■ **What is being asked**
Every entry needs to be given again exactly as it reads.

[Saved data entries]
Content starts

Issue #1503, opened 2024-06-18
SD-JWT fields in the v2 context should use `"@type": "@json"`


dlongley:
For example, see: https://github.com/w3c/vc-data-model/blob/main/contexts/credentials/v2#L59-L67

iherman:
The issue was discussed in a [meeting](https://www.w3.org/2017/vc/WG/Meetings/Minutes/2024-06-19-vcwg#section2-5) on 2024-06-19

- no resolutions were taken

<details><summary><i>View the transcript</i></summary>

#### 2.5. SD-JWT fields in the v2 context should use `"@type": "@json"` (issue vc-data-model#1503)

_See github issue [vc-data-model#1503](https://github.com/w3c/vc-data-model/issues/1503)._




**Brent Zundel:** Next is 1503. Issues like this are a good sign. Means people are finding little nits like this.  
… Dave Longley is not on the call. There need to be a couple of modifications to the context because of this issue.  
… Manu assigned 1502 and 1503.  

</details>

msporny:
PR #1505 has been raised to address this issue. This issue will be closed once PR #1505 has been merged.

iherman:
The issue was discussed in a [meeting](https://www.w3.org/2017/vc/WG/Meetings/Minutes/2024-06-26-vcwg#section2-4) on 2024-06-26

- no resolutions were taken

<details><summary><i>View the transcript</i></summary>

#### 2.4. SD-JWT fields in the v2 context should use `"@type": "@json"` (issue vc-data-model#1503)

_See github issue [vc-data-model#1503](https://github.com/w3c/vc-data-model/issues/1503)._




**Brent Zundel:** if I remember correctly this issue should be addressed.  
… PR#1505 addresses this.  

_See github pull request [vc-data-model#1505](https://github.com/w3c/vc-data-model/pull/1505)._




</details>

msporny:
PR #1505 has been merged, closing.

PR #1505, opened 2024-06-19
Added `@json` type to `_sd` property in v2 context.

msporny:
This PR is an attempt to address issue #1503 by ensuring that the `_sd` property's JSON values remain as JSON.

I did check the `_sd_alg` and `...` properties and both are always string values (so didn't use the `@json` type for those).

### DIFF
--- a/contexts/credentials/v2
+++ b/contexts/credentials/v2
@@ -60,7 +60,8 @@
       "@id": "https://www.iana.org/assignments/jwt#_sd_alg"
     },
     "_sd": {
-      "@id": "https://www.iana.org/assignments/jwt#_sd"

Content ends

■ **Solution**
Issue #1503, opened 2024-06-18
SD-JWT fields in the v2 context should use `"@type": "@json"`


dlongley:
For example, see: https://github.com/w3c/vc-data-model/blob/main/contexts/credentials/v2#L59-L67

iherman:
The issue was discussed in a [meeting](https://www.w3.org/2017/vc/WG/Meetings/Minutes/2024-06-19-vcwg#section2-5) on 2024-06-19

- no resolutions were taken

<details><summary><i>View the transcript</i></summary>

#### 2.5. SD-JWT fields in the v2 context should use `"@type": "@json"` (issue vc-data-model#1503)

_See github issue [vc-data-model#1503](https://github.com/w3c/vc-data-model/issues/1503)._




**Brent Zundel:** Next is 1503. Issues like this are a good sign. Means people are finding little nits like this.  
… Dave Longley is not on the call. There need to be a couple of modifications to the context because of this issue.  
… Manu assigned 1502 and 1503.  

</details>

msporny:
PR #1505 has been raised to address this issue. This issue will be closed once PR #1505 has been merged.

iherman:
The issue was discussed in a [meeting](https://www.w3.org/2017/vc/WG/Meetings/Minutes/2024-06-26-vcwg#section2-4) on 2024-06-26

- no resolutions were taken

<details><summary><i>View the transcript</i></summary>

#### 2.4. SD-JWT fields in the v2 context should use `"@type": "@json"` (issue vc-data-model#1503)

_See github issue [vc-data-model#1503](https://github.com/w3c/vc-data-model/issues/1503)._




**Brent Zundel:** if I remember correctly this issue should be addressed.  
… PR#1505 addresses this.  

_See github pull request [vc-data-model#1505](https://github.com/w3c/vc-data-model/pull/1505)._




</details>

msporny:
PR #1505 has been merged, closing.

PR #1505, opened 2024-06-19
Added `@json` type to `_sd` property in v2 context.

msporny:
This PR is an attempt to address issue #1503 by ensuring that the `_sd` property's JSON values remain as JSON.

I did check the `_sd_alg` and `...` properties and both are always string values (so didn't use the `@json` type for those).

### DIFF
--- a/contexts/credentials/v2
+++ b/contexts/credentials/v2
@@ -60,7 +60,8 @@
       "@id": "https://www.iana.org/assignments/jwt#_sd_alg"
     },
     "_sd": {
-      "@id": "https://www.iana.org/assignments/jwt#_sd"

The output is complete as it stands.